## PROBLEM TO SOLVE
Pick each line containing the word "size" out of the data below.

Saved data entries:

PR #4818, opened 2017-10-15
Raise Errno::EISDIR when opening a directory for reading on Windows

philr:
On Windows, MRI 2.0.0 and later raises `Errno::EISDIR` when attempting to open a directory for reading:

```ruby
> File.open('C:\\Windows', 'r')
Errno::EISDIR: Is a directory @ rb_sysopen - C:\Windows
        from (irb):1:in `initialize'
        from (irb):1:in `open'
        from (irb):1
```

However, JRuby 9.1.13.0 raises `Errno::EACCES` instead:

```ruby
> File.open('C:\\Windows', 'r')
Errno::EACCES: Permission denied - C:\Windows
        from org/jruby/RubyFile.java:366:in `initialize'
        from org/jruby/RubyIO.java:1154:in `open'
        from (irb):1:in `<eval>'
        from org/jruby/RubyKernel.java:994:in `eval'
        from org/jruby/RubyKernel.java:1114:in `catch'
        from org/jruby/RubyKernel.java:1114:in `catch'
```

This pull request modifies `RegularFileResource.openChannel()` to throw `ResourceException.FileIsDirectory` in all cases when opening a directory instead of just for writes.


core/src/main/java/org/jruby/util/RegularFileResource.java
```diff
@@ -218,7 +218,7 @@ public Channel openChannel(ModeFlags flags, int perm) throws ResourceException {
             return channel;
         }
 
-        if (file.isDirectory() && flags.isWritable()) {
+        if (file.isDirectory()) {
```
enebo: @philr Should this happen on all platforms and not just windows?  Sorry this PR got lost in the cracks.

philr: @enebo On platforms other than Windows (with both MRI and JRuby), `File.open(directory)` succeeds and an `Errno::EISDIR` exception is raised when calling `File#read`.

On Windows, `File.open(directory)` raises an exception. MRI raises `Errno::EISDIR`, but JRuby raises `Errno::EACCES`.

To replicate the behaviour of MRI, it is just this code that handles Windows in the `openChannel()` method that needs to be changed.

PR #4821, opened 2017-10-18
switch ShellLauncher to use getAbsolutePath

zendes:
I ran into some issues with using JRuby on a system that uses busybox as it's userland, and without this patch things won't work.

For a bit of background: busybox's goal is to be a tiny userland (commands like ls and mv) for space-constrained devices. One of the ways it does this is by being a multi-call binary. You symlink it with names such as ls and cp, and it uses $0 to determine how it's called and thus what it should do. JRuby resolves the symlink before it execs, so busybox loses $0 and thus doesn't know what the user originally called. This patch fixes that.

### DIFF
--- a/core/src/main/java/org/jruby/util/ShellLauncher.java
+++ b/core/src/main/java/org/jruby/util/ShellLauncher.java
@@ -1200,11 +1200,7 @@ public class ShellLauncher {
             } else {
                 verifyExecutable();
                 execArgs = args;
-                try {
-                    execArgs[0] = executableFile.getCanonicalPath();
-                } catch (IOException ioe) {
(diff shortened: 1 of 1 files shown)


zendes:
looks like the CI build failed in a bunch of places that are unrelated to my change, and it was also failing to build before my change. what do you need from me to look at this?

mullermp:
+1

I don't use busybox, but we do this same exact fix for a symlinking problem at my company.

kares:
sounds like, this makes sense - maybe even to get into **9.1.14.0**

headius:
I'll merge this to 9.1.14 and master. Thanks for the help @zendes!

Issue #1615, opened 2014-04-09
BigDecimal::limit has not effect


nmk:
Using [BigDecimal::limit](http://www.ruby-doc.org/stdlib-1.9.3/libdoc/bigdecimal/rdoc/BigDecimal.html#method-c-limit) has not effect on following computations with BigDecimal instances. This works in MRI 1.9.3 and later.

Compare the following two sessions:

MRI (1.9.3-p545):

```
~ $ irb -r"bigdecimal" -r "bigdecimal/util"
1.9.3-p545 :001 > BigDecimal.limit(3)
 => 0
1.9.3-p545 :002 > 10.to_d / 3.to_d
 => #<BigDecimal:7fd034801d38,'0.333E1',18(36)>
1.9.3-p545 :003 > (10.to_d / 3.to_d).to_f
 => 3.33
1.9.3-p545 :004 > (10.to_d / 3.to_d).to_s("F")
 => "3.33"  
```

Latest JRuby (1.7.11):

```
~ $ irb -r"bigdecimal" -r"bigdecimal/util"
jruby-1.7.11 :001 > BigDecimal.limit(3)
 => 0
jruby-1.7.11 :002 > 10.to_d / 3.to_d
 => #<BigDecimal:136c2147,'0.33333333333333333333333333333333333333333333333333333333333333333333333333333333333333333333333333333333333333333333333333333333333333333333333333333333333333333333333333333333333333333333333333333333E1',200(204)>
jruby-1.7.11 :003 > (10.to_d / 3.to_d).to_f
 => 3.3333333333333335
jruby-1.7.11 :004 > (10.to_d / 3.to_d).to_s("F")
 => "3.3333333333333333333333333333333333333333333333333333333333333333333333333333333333333333333333333333333333333333333333333333333333333333333333333333333333333333333333333333333333333333333333333333333"
```

dymaxionuk:
This bug has been open for 2 years. Surprised nobody else has felt the pain! 

Since #limit is not working for division, I have to post process all my output data, and traverse every field in my data structures and manually round.

This is cumbersome.   Can someone help fix this?  Thanks

kares:
@dymaxionuk you could have tried fixing it than or posting a bounty. it shouldn't be very hard and there's even some code in the comments to start with ...

MrBerg:
I made a pull request for this: https://github.com/jruby/jruby/pull/4830

headius:
[...]

PR #4830, opened 2017-10-27
Make BigDecimal::limit work for subtraction and division. Fix issue #1615

MrBerg:


core/src/main/java/org/jruby/ext/bigdecimal/RubyBigDecimal.java
```diff
@@ -1040,7 +1035,9 @@ public IRubyObject op_quo(ThreadContext context, IRubyObject other) {
         int pow = len / 4;
         int precision = (pow + 1) * 4 * 2;
 
-        return divWithScale(context, val, precision);
+        IRubyObject result = divWithScale(context, val, precision);
+        if (result.getClass() == RubyBigDecimal.class) return ((RubyBigDecimal) result).setResult();
```
kares: why not an `instanceof` check?

MrBerg: Paranoia that there might be some hidden RubyBigDecimal subclass with strange behaviour. 

Nah, it can totally be changed to `instanceof`.

kares: thx, if you get a chance please adjust - JRuby is quite in control of its sub-classes. 
no need for paranoia :wink:

MrBerg: Sure, I pushed a fix.

headius:
👍 from me too. I'll merge to master and 9.1.

headius:
Actually looks like there are other changes to BigDecimal on master that would need to be merged to jruby-9.1 first, like the divWithScale method. I'll try to sort it out.

headius:
Merged into 9.1 as dc7b498598080f28dea5118f12c10e09139140c3 and 28eb942fc951df228bf5b5fe4a157bf5db154515. The missing commit from master to make it merge nicely was f38605477cbf2ae8914bd5a087367adcf5465985.

Issue #4459, opened 2017-01-25
ArgumentError when using 2-argument for of IO#each


rovf:
jruby 1.7.26 (1.9.3p551) 2016-08-26 69763b8 on Java HotSpot(TM) 64-Bit Server VM 1.7.0_79-b15 +jit [Windows 7-amd64]

f=File.open('some_file','r')
f.each(nil, 1024) {}

I get: 

ArgumentError: wrong number of arguments (2 for 1)
	from (irb):16:in `evaluate'
	from org/jruby/RubyKernel.java:1079:in `eval'
	from org/jruby/RubyKernel.java:1479:in `loop'

The usage of f.each should be correct. From http://ruby-doc.org/core-1.9.3/IO.html#method-i-each :

------------------
each(sep,limit) {|line| block } → ios
Executes the block for every line in ios, where lines are separated by sep.
------------------

aayush2610:
Hi, I am new to jruby and would like to contribute. Please let me know the details of this issue.

kares:
has been working since around the (~2017) JRuby 9.1 days

PR #4833, opened 2017-10-30
Added specs for IO#each(sep,limit)

MrBerg:
As part of my unsuccessful effort of trying to replicate #4459 in master, I added (well, mostly copied...) some specs.


spec/ruby/core/io/shared/each.rb
```diff
@@ -115,6 +115,45 @@
...
+        end
+      end
+      describe "when passed an empty String as a separator" do
+        it "yields each paragraph" do
+          @io.send(@method, "", 1024) { |s| ScratchPad << s }
+          ScratchPad.recorded.should == IOSpecs.paragraphs
+        end
+      end
+    end
+  end
```
eregon: This look good.
Could you ensure there is one blank line between each `describe` block, like in the rest of the file?

MrBerg: Sure. Is https://github.com/jruby/jruby/pull/4833/commits/6dfd1b4cb8da15d36af63ea57532bea070edd3c4 what you had in mind?

eregon: Yes, exactly :)

PR #4853, opened 2017-11-12
Fix typo in a method name comment

olleolleolle:
This PR fixes a typo in a comment in the Ripper code-base: a reference to an MRI function which had a typo.


olleolleolle:
Hej hej @enebo - I added `[ci skip]` to this trivial change.

olleolleolle:
I found this while reading Ripper code to figure out where the error message from this test failure came from:

https://github.com/lsegal/yard/pull/1135#issuecomment-343730649

Issue #4844, opened 2017-11-09
Potential bug in internal/runtime/ThreadService?


nglorioso:
https://github.com/jruby/jruby/blob/8ea1605977039491ffa343b5b9687973f34d3d0a/core/src/main/java/org/jruby/internal/runtime/ThreadService.java#L292

Here, and a bit below, a Map's (a synchronized WeakHashMap) size is checked as being >= 0 to twiddle the state of the `polling` field.

I'm pretty sure WeakHashMap would never return a size < 0. I haven't fully grasped the rest of the file (should this only be set iff there's more than 1 active thread?), but certainly `if (map.size() >= 0)` is always going to be true.

headius:
Yeah seems like this should be `> 0`.

Luckily, it turns out we don't use the `polling` field for anything right now. I remember at one point wanting to add this feature, where like MRI we could turn off certain thread events (like kill, raise across threads) when there's only a main thread. Ultimately checking this boolean turns out to be as expensive as polling anyway, so it never went anywhere.

I'll leave the flag, for API and info purposes, but I'll fix it to be `> 0`.

headius:
Yeah, this flag was all over the place. I also found the following logic, which seems to disable polling when there's one (or zero?) threads, so this isn't even internally consistent.

I'm removing the field, deprecating everything involving it, and modifying `getPolling` to use `> 1` since that's what this was intended to indicate.

headius:
Also worth noting that the access to the map is costly (slower thread init/teardown times), non-atomic (so it's only useful for an immediately-stale point-in-time snapshot) and the boolean is also non-atomically updated, so threads can step on each other.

## TASK ANSWER
Here, and a bit below, a Map's (a synchronized WeakHashMap) size is checked as being >= 0 to twiddle the state of the `polling` field.
I'm pretty sure WeakHashMap would never return a size < 0. I haven't fully grasped the rest of the file (should this only be set iff there's more than 1 active thread?), but certainly `if (map.size() >= 0)` is always going to be true.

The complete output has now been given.